• **WHAT TO WORK ON**
Only the lines containing "json" belong in the answer; find them in the material below.
►
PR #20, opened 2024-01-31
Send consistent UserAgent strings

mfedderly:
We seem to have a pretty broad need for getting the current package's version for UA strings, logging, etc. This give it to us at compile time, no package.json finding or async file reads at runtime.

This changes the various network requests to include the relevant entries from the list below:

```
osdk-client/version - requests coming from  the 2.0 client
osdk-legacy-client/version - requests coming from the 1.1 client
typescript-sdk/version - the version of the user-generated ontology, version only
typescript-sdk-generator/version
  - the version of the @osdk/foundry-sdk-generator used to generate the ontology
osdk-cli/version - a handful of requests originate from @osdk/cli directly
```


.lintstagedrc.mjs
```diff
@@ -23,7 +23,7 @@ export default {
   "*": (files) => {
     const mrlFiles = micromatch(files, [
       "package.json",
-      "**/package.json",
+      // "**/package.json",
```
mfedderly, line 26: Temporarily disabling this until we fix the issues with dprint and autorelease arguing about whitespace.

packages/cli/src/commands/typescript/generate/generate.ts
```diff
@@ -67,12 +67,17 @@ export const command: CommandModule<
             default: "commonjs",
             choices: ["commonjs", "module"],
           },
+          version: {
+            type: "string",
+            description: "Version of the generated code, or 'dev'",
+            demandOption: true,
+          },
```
◄
►
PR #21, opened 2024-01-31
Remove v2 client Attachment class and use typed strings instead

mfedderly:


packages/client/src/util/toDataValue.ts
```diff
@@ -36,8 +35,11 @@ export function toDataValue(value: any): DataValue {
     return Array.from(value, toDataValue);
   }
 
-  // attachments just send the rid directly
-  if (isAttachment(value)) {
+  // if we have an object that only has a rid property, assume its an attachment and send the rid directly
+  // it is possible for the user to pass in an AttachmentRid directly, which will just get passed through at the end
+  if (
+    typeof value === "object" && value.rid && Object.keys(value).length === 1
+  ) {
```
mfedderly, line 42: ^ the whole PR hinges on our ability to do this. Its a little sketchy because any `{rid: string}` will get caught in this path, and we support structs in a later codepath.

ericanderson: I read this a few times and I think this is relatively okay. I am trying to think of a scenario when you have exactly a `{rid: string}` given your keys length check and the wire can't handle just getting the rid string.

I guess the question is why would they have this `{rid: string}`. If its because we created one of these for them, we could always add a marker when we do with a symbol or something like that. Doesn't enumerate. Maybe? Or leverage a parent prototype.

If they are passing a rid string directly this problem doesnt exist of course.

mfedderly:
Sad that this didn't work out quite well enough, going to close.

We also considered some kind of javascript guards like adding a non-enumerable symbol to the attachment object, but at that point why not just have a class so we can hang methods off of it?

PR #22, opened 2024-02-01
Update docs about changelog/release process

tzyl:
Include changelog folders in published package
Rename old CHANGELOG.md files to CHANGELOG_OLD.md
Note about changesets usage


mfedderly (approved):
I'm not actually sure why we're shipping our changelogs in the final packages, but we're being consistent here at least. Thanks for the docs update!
◄
• **TASK OUTPUT**
We seem to have a pretty broad need for getting the current package's version for UA strings, logging, etc. This give it to us at compile time, no package.json finding or async file reads at runtime.
       "package.json",
-      "**/package.json",
+      // "**/package.json",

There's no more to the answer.